一干侍卫围着那锦袍的中年男子往楼上走去,锦袍男子不经意间瞥到一旁独自喝酒的言子玉,眼前顿时一惊,狠辣的目光顺向言子玉,停住了欲上楼的脚步,转而向言子玉走过来。
言子玉抬起眼皮看向正要坐到自己对面凳子上的锦袍男子,忆起这人便是那日落玉楼上追着楚宫央而来的人,自己还与其对了一招的振边侯!
言子玉还是不急不缓的品着酒,振边侯此时已坐在他对面,深邃而充满杀意的眼眸盯着言子玉,随后开口道:“连公子,真是幸会,这等天色了,还能在这客栈中遇到,是不是很有缘呢?”

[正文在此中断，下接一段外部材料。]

PR #498, opened 2015-03-11
Update use of std::env::args in arg chapter

caipre:
`std::os::args` is [deprecated](http://doc.rust-lang.org/std/os/fn.args.html).

`make tests` passed successfully.


steveklabnik:
Thank you so much!

PR #618, opened 2015-07-13
lifetimes/structs expand unclear abbreviation

MatejLach:
The `'s` in `Let's` gets rendered like a lifetime, which could be confusing for some, especially in this particular chapter.


steveklabnik:
Ha! Nice catch :)

Issue #619, opened 2015-07-20
Comments should be better styled


eccegordo:
There is no font color distinction between commented text and code text. This makes it really hard to distinguish code from comment and hampers overall readability, IMHO. Even setting the comment color to 50% would help a lot.

![struct_visibility___rust_by_example](https://cloud.githubusercontent.com/assets/497659/8771114/b66c6bb8-2e71-11e5-9608-4df518452ffd.png)

mdinger:
This is recent. I'm not sure when it started but it's weird.

mdinger:
Seems to have changed from when this was updated: https://github.com/ajaxorg/ace/pull/2586

Playpen works properly so rbe is probably just doing something weird.

mdinger:
@bluss you monitored that PR going in. The [ace kitchen sink](http://ace.c9.io/build/kitchen-sink.html) shows the same issue so it seems to be ace which is the problem. I'm thrown by playpen working properly though. Any idea?

mdinger:
That PR merged July 11: [playpen](https://github.com/rust-lang/rust-playpen/commits/master) doesn't show anything obvious which would be related.

mdinger:
I think I see the problem. The operators regex is falsely stating `//` is an operator. I think I can fix it.

mdinger:
I fixed this in https://github.com/ajaxorg/ace/pull/2600 so this should be fixed the next time is updated.

PR #620, opened 2015-07-23
Use local highlighting file until ace-builds updates again

mdinger:
This pulls in the fix from https://github.com/ajaxorg/ace/pull/2600.

I changed the 2 regex parts from the local already minimized file. Since it's minimized the fix won't showup in a diff well. I'm not sure how I could make this PR clear either way.

This is a temporary fix until https://github.com/ajaxorg/ace-builds pushes a new update.

Fixes https://github.com/rust-lang/rust-by-example/issues/619


steveklabnik:
Sounds good to me, thanks!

言子玉放下酒盏,浅笑道:“是很有缘,能在京都见到侯爷住进客栈,也是稀罕事一件呢。”
振边侯的目光骤然紧缩,锋利的如同一把利剑,几乎下一秒就要将言子玉刺穿,振边侯冷冷笑道:“阁下的内功修为不错,本侯也很少棋逢对手,今日你我既然有缘,那不如再切磋切磋如何!”

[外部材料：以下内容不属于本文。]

PR #622, opened 2015-07-30
Fix typo in comment on Iterator::find

chriskrycho:
The comment appears to have been copy-and-pasted from the `Iterator::any` example on the previous page, and the comment still had `and` instead of `find` in its description of the method.


steveklabnik:
Thanks!

steveklabnik:
hehe, needed to click 'merge' instead of using bors.

PR #623, opened 2015-07-31
Add same scope binding shadowing

blaztinn:
Add an example of shadowing a variable binding in the same scope.


steveklabnik:
Thanks :)

PR #628, opened 2015-08-06
Fix a typo and update some code samples

chriskrycho:
- Typo: add an apostrophe to a possessive that was missing it.
- Code samples: switch from playpen to built-in sample type in all the file I/O examples, since their being editable is at best irrelevant and at worst confusing. Update the verbiage around them accordingly, no longer referencing the inability to run the samples in the playpen.

I took this route on these code samples to bring it in line with the FFI examples, which likewise do not use the playpen.


steveklabnik:
Thanks!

这绝不是商量的口吻,他说完的下一秒钟,他身旁的侍卫便一脚踢翻了这饭桌,言子玉翻身一跃,轻飘飘的立于地上,没有被他踢翻的饭桌木屑碰触到一分,木桌碎裂,落于地面上,而这时,振边侯突地借着木桌的阻碍,出手向言子玉攻来。
木桌在前,振边侯紧随其后,言子玉运功挥去空中破碎的木桌,可振边侯此时已一掌攻来,言子玉亦出掌相抗,刚一接触,便觉一股强大的力量从对方手心中传来,言子玉登时感觉胸口一颤。

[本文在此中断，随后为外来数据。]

PR #629, opened 2015-08-09
Add simpler example to scope/borrow/ref

mdinger:
Fixes https://github.com/rust-lang/rust-by-example/issues/390

cc @pornel

I don't have a strong opinion about this but this seems to be the best place to put this and it seems an okay fit.


pornel:
:+1:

知自己不是他的对手,便撤开手掌闪向一边,振边侯这一掌打空,掌风击在了客栈的木窗之上,那木窗顿时碎裂。
振边侯收掌看向言子玉,只刚刚那一掌,他已试出言子玉内力亏损,似有内伤在身,否则不会连他一成的掌力都接不下来。
这样一来,便大可放心,想起落玉楼那一掌时,他没能全力应对,反而受了言子玉一掌,这一掌之仇,不仅害得他失了雪明珠,而且与齐向天交手时还颇为吃力,以至于被正刑司发觉到,这些仇,今日定要讨回来!